[[ Raw data, beginning ]]

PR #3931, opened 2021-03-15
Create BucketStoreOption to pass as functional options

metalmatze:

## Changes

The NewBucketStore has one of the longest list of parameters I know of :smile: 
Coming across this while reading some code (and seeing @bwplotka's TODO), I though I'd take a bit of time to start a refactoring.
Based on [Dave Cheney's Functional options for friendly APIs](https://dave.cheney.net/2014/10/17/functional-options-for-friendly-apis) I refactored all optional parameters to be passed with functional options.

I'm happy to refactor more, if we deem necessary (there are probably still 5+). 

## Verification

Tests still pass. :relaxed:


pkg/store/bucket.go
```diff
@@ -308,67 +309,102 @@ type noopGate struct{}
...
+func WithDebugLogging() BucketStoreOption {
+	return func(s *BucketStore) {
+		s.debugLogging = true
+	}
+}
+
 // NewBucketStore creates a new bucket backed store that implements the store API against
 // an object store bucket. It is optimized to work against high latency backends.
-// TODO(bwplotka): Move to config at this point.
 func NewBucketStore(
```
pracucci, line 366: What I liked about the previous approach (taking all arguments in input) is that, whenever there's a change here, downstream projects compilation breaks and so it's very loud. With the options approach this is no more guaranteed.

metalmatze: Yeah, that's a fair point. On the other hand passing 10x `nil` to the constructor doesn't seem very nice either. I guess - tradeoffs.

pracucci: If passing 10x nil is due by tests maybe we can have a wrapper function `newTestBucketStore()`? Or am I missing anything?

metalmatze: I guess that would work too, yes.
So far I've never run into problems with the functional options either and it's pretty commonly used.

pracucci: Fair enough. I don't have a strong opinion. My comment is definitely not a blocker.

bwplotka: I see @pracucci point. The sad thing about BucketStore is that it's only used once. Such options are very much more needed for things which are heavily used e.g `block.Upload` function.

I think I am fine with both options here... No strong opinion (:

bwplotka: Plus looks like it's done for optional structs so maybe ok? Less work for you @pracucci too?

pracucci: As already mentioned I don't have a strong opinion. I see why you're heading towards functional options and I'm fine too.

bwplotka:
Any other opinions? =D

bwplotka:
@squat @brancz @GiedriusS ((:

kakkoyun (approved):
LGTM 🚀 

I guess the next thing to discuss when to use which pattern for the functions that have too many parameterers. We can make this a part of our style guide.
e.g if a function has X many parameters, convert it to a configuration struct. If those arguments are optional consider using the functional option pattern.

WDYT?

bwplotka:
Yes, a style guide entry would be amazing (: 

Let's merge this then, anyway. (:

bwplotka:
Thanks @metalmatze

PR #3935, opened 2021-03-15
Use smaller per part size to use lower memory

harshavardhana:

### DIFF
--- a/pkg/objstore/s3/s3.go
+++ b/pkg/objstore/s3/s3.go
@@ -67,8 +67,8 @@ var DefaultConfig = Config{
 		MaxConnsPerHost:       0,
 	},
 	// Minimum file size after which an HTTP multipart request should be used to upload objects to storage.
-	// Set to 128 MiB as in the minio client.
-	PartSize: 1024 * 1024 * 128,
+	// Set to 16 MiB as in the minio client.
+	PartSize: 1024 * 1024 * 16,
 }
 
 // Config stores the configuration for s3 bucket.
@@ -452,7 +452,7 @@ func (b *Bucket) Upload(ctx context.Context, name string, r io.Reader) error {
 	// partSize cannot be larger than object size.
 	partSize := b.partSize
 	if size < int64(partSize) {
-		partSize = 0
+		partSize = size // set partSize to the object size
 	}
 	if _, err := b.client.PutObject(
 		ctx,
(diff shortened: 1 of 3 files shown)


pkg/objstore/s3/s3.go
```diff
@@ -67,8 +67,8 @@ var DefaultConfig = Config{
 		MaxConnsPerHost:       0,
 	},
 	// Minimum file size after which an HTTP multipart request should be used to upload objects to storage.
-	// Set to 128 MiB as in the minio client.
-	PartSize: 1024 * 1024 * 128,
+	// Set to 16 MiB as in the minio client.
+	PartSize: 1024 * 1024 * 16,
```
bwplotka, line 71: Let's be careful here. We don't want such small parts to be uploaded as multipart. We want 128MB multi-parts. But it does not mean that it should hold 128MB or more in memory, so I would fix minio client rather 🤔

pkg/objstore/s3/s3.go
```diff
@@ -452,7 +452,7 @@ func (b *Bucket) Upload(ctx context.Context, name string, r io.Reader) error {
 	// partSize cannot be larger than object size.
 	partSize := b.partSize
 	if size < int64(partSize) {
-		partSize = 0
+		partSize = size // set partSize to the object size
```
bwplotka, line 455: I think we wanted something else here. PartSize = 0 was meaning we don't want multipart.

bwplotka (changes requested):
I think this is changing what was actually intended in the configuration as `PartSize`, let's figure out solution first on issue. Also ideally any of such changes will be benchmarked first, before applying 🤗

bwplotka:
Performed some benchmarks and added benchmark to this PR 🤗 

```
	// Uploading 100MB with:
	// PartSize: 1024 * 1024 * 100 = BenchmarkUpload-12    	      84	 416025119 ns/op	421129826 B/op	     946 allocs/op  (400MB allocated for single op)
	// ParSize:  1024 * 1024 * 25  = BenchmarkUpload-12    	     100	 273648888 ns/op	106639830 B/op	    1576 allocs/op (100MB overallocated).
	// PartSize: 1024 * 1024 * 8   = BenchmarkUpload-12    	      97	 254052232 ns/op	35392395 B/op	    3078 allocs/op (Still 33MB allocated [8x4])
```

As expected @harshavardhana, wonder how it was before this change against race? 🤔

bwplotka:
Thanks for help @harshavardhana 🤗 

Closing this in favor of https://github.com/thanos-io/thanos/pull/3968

[[ Raw data, end ]]
[[ Raw data, beginning ]]

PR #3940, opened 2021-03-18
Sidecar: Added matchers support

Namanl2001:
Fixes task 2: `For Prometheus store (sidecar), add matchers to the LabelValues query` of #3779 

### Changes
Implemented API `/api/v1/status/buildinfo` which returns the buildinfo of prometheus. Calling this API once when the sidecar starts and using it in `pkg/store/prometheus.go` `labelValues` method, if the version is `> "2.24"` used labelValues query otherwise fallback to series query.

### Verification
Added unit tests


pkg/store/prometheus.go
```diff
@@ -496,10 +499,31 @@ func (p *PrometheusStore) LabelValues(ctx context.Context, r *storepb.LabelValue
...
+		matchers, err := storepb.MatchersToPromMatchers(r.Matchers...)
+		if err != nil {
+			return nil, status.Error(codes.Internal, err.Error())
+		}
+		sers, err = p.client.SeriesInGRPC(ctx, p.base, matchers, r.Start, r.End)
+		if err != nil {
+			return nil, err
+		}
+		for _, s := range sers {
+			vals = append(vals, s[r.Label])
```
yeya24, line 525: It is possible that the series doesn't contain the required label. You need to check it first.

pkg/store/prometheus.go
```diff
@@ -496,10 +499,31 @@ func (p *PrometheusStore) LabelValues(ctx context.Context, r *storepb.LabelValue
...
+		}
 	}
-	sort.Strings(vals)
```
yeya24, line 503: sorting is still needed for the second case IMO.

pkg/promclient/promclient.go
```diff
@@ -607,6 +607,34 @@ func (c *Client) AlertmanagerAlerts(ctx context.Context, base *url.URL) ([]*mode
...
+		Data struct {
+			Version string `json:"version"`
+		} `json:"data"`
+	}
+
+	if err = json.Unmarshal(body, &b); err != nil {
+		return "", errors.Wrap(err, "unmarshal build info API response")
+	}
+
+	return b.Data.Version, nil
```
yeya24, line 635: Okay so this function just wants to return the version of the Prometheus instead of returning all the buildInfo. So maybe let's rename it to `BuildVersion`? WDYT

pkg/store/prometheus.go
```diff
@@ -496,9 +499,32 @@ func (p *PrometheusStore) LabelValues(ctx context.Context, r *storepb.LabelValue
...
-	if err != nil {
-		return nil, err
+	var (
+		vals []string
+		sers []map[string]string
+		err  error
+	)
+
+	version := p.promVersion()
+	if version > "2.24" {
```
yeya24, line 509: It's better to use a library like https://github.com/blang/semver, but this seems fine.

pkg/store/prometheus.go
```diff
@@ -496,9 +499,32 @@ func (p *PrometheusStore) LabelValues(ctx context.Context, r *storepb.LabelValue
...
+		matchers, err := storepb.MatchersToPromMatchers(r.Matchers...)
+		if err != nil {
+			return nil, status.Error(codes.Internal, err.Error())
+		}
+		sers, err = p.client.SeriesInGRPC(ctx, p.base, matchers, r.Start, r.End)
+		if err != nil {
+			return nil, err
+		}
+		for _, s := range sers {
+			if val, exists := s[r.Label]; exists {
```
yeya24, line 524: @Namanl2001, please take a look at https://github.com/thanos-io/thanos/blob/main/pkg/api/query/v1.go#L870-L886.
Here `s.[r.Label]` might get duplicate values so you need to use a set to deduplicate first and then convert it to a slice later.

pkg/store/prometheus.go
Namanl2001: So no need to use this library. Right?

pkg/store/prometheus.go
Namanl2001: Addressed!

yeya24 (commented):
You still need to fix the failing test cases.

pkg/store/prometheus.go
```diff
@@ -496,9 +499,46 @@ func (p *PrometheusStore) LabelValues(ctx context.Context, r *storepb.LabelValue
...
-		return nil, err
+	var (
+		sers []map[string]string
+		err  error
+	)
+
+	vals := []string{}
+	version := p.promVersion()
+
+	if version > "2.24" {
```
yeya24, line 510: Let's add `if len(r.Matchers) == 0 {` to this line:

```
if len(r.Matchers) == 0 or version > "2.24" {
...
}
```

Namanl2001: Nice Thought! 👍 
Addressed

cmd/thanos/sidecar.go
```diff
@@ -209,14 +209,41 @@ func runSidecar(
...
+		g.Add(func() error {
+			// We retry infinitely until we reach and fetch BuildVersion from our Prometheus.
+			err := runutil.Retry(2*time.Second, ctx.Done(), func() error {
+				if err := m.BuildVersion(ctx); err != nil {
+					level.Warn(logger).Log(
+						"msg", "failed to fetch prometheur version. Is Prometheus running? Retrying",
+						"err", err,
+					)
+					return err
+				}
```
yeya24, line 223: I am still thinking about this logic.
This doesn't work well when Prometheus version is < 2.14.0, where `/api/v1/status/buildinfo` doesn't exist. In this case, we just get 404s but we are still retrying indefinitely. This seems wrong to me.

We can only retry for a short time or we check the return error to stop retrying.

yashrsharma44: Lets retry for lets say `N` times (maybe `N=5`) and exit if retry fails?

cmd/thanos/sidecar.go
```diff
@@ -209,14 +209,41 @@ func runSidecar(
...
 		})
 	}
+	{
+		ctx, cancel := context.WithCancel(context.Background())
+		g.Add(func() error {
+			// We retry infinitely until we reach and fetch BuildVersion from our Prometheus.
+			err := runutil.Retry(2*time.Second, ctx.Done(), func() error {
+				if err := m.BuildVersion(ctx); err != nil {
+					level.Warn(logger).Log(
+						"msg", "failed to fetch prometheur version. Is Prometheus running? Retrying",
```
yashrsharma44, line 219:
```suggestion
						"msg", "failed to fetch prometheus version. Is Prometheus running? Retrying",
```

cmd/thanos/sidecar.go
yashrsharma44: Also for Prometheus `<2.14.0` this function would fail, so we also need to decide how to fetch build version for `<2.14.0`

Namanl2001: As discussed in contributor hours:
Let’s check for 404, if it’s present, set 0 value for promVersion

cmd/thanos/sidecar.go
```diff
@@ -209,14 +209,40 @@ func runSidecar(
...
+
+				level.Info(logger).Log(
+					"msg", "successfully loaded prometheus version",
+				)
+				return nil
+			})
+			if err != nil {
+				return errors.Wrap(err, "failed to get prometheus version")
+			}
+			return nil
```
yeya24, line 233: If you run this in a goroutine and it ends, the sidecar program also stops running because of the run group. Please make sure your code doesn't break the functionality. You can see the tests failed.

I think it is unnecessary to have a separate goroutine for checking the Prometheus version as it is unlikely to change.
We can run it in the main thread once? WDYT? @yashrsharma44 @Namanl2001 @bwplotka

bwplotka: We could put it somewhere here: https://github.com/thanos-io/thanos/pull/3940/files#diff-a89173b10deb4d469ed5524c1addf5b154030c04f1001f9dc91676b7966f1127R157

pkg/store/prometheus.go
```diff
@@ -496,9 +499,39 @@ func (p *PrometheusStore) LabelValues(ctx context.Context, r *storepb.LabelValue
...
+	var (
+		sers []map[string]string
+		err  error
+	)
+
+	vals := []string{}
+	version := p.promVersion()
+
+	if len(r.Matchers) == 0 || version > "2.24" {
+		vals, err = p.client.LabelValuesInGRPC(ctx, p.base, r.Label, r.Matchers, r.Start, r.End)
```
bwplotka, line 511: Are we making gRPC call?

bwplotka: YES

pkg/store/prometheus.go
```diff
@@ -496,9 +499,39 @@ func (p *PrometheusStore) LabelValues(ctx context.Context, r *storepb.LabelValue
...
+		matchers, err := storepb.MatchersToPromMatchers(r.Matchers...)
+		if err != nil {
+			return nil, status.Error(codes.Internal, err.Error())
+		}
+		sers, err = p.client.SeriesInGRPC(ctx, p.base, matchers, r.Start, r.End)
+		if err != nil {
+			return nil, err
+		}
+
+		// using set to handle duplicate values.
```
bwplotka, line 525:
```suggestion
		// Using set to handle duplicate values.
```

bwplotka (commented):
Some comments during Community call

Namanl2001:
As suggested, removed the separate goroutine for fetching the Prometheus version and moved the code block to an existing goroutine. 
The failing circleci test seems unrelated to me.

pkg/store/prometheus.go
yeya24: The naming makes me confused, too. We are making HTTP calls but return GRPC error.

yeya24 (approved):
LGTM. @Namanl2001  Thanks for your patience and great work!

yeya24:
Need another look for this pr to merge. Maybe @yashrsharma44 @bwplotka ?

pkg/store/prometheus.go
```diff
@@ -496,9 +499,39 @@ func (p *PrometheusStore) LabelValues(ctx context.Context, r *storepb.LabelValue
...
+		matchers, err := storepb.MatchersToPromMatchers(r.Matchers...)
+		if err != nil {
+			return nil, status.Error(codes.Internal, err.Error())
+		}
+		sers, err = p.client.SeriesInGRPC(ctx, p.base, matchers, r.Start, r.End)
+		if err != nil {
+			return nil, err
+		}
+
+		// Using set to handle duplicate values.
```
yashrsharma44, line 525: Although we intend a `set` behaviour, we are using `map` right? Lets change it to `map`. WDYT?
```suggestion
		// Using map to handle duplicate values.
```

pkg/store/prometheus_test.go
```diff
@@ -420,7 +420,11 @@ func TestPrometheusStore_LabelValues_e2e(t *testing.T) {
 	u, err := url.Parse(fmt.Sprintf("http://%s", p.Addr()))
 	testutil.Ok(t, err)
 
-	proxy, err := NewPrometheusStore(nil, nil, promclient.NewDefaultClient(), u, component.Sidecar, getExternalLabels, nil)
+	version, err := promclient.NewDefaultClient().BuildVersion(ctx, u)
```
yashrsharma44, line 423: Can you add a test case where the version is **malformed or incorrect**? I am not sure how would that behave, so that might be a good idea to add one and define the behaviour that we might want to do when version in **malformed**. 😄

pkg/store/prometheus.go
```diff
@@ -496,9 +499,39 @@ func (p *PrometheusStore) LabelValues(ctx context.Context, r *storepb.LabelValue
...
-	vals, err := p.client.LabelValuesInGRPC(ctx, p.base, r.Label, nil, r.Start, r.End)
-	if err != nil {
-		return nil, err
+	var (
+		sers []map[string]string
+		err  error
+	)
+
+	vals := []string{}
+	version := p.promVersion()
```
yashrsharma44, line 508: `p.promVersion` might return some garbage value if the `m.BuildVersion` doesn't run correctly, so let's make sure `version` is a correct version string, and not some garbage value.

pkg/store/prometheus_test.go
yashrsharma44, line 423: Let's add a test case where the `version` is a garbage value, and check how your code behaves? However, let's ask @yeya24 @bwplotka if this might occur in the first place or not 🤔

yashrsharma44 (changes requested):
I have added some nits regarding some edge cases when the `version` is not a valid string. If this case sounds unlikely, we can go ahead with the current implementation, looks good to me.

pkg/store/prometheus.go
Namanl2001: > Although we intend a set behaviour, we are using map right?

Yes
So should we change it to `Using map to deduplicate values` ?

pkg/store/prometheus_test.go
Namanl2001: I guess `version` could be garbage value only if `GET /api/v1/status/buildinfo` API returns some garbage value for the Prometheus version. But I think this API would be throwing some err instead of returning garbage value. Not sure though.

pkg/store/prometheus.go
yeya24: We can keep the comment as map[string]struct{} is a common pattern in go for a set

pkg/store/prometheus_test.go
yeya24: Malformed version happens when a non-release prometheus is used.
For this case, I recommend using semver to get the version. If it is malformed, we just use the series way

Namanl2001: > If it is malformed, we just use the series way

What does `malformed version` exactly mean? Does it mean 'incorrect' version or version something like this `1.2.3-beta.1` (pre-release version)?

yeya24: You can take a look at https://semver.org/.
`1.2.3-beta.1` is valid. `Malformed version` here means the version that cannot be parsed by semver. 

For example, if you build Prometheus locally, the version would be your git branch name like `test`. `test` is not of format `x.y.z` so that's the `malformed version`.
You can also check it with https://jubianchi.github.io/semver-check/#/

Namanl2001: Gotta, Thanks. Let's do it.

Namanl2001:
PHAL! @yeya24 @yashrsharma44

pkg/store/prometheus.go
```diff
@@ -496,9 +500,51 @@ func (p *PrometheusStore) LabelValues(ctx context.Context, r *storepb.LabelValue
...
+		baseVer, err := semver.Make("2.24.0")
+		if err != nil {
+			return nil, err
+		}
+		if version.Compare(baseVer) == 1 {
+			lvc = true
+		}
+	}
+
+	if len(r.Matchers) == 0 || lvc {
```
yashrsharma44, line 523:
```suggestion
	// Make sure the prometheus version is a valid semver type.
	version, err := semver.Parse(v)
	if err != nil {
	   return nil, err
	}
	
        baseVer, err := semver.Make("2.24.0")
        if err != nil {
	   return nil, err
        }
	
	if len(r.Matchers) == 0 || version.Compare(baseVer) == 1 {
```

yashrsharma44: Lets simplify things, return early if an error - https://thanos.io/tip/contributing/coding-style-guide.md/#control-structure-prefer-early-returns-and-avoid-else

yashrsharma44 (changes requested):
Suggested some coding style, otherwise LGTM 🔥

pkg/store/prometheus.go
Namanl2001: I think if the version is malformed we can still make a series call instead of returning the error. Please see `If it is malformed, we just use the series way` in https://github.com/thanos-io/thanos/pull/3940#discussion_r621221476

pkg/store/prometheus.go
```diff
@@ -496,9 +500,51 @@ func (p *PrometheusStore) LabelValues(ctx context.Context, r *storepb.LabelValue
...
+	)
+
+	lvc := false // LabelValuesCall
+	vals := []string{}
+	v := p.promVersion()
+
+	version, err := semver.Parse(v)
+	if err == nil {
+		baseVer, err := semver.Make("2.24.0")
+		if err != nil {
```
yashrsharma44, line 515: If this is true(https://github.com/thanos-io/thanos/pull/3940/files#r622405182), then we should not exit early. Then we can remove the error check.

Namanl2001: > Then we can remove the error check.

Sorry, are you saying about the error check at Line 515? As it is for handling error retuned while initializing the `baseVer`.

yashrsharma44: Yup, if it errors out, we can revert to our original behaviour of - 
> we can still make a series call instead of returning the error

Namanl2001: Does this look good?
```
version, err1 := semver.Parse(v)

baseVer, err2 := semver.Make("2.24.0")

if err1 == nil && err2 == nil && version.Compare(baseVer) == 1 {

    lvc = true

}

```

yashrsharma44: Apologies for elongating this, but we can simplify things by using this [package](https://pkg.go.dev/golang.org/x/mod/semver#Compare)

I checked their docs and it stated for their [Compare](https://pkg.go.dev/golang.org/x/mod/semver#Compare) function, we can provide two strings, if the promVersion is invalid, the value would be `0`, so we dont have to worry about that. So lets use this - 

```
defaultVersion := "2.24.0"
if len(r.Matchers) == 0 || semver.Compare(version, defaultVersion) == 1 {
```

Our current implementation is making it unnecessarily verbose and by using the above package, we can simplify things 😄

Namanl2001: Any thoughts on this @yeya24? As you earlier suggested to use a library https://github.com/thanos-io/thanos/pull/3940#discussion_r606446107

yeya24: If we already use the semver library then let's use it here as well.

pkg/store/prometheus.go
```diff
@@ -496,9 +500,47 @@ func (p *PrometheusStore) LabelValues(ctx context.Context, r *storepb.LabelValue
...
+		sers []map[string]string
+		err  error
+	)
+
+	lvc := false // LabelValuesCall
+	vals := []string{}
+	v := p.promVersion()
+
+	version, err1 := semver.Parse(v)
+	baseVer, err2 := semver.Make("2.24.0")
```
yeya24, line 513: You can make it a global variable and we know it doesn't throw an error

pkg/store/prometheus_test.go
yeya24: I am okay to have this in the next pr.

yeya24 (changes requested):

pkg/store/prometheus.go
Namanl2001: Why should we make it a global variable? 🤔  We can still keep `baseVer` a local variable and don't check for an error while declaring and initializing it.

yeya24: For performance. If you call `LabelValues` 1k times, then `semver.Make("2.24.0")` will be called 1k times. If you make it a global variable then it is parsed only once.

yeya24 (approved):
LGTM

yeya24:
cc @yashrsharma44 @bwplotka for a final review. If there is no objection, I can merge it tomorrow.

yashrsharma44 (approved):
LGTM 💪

[[ Raw data, end ]]

What you have to do
Give the exact lines, and only those, from the line containing "PR #3931, opened 2021-03-15" through the line containing "Coming across this" in the entries above.

Result for this task
PR #3931, opened 2021-03-15
Create BucketStoreOption to pass as functional options

metalmatze:

## Changes

The NewBucketStore has one of the longest list of parameters I know of :smile: 
Coming across this while reading some code (and seeing @bwplotka's TODO), I though I'd take a bit of time to start a refactoring.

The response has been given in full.